> **Problem**: The expected output is a copy of every line in the records with the string "also".

> **Records**:
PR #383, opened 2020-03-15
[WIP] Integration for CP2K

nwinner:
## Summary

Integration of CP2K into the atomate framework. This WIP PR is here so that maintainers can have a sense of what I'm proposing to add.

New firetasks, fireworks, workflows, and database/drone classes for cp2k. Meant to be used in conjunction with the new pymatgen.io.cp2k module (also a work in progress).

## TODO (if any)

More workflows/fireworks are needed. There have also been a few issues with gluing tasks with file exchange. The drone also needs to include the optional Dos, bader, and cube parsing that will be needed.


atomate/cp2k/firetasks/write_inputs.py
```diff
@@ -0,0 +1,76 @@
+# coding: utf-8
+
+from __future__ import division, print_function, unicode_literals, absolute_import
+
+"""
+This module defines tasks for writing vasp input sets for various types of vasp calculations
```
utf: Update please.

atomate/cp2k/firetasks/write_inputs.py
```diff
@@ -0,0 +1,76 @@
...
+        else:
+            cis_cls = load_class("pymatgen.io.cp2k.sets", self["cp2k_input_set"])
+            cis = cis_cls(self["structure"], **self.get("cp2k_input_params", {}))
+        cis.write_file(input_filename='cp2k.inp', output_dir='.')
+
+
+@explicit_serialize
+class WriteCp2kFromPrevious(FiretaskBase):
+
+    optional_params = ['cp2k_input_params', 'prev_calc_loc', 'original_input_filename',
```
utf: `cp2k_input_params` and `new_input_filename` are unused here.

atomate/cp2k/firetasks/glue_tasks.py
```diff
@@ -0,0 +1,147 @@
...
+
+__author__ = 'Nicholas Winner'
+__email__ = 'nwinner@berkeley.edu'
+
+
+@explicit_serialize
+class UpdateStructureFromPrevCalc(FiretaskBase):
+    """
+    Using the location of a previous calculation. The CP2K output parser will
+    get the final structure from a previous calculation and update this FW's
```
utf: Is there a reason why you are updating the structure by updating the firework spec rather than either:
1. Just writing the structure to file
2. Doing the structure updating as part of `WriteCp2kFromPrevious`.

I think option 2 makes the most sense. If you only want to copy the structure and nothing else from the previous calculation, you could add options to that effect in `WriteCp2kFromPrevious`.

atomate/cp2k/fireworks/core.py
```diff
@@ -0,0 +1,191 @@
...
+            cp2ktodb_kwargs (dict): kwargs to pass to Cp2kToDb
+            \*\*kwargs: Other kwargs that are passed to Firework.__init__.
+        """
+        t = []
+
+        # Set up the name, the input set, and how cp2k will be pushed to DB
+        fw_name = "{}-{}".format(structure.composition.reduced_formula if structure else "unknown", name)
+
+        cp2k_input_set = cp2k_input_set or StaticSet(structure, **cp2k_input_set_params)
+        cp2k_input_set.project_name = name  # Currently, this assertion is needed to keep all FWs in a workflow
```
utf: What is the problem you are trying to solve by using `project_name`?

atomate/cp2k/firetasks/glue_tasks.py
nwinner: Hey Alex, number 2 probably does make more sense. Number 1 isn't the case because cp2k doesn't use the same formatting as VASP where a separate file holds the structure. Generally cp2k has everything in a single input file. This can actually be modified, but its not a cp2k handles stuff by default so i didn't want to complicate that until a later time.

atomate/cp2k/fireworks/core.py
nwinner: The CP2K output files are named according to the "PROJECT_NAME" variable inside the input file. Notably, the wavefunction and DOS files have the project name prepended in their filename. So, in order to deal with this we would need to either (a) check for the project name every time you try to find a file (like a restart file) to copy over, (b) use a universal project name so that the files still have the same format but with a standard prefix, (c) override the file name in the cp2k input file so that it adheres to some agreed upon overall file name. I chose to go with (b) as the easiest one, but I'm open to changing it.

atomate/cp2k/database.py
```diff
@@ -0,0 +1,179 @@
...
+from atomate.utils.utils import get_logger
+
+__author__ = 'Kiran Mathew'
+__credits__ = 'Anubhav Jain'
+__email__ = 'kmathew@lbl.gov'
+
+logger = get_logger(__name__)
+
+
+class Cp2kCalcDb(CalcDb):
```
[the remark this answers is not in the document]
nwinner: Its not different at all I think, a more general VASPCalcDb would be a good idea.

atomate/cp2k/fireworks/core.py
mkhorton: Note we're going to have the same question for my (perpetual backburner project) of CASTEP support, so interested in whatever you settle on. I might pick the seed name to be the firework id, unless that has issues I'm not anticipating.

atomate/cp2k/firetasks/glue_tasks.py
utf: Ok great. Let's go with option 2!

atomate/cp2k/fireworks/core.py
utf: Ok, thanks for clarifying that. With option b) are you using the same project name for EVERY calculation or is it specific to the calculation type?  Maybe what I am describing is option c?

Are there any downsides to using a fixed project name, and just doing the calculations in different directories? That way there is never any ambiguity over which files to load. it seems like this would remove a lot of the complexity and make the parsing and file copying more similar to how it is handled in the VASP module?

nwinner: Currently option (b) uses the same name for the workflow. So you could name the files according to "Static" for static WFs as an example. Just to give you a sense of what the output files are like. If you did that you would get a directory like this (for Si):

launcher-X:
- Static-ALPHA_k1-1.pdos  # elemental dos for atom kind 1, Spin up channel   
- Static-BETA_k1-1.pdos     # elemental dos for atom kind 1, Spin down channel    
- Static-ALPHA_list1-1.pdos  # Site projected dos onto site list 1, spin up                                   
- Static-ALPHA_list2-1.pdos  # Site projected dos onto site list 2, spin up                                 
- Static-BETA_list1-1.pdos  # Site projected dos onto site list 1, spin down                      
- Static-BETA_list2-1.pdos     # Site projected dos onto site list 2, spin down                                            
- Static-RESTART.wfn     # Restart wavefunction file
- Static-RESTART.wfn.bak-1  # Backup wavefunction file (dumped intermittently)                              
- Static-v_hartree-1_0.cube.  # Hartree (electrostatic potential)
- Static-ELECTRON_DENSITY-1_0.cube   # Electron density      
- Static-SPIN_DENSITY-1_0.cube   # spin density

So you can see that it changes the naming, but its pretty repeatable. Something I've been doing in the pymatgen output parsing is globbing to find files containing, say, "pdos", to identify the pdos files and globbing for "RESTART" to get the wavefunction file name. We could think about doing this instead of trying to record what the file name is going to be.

> **Solution to this exercise**:
New firetasks, fireworks, workflows, and database/drone classes for cp2k. Meant to be used in conjunction with the new pymatgen.io.cp2k module (also a work in progress).
More workflows/fireworks are needed. There have also been a few issues with gluing tasks with file exchange. The drone also needs to include the optional Dos, bader, and cube parsing that will be needed.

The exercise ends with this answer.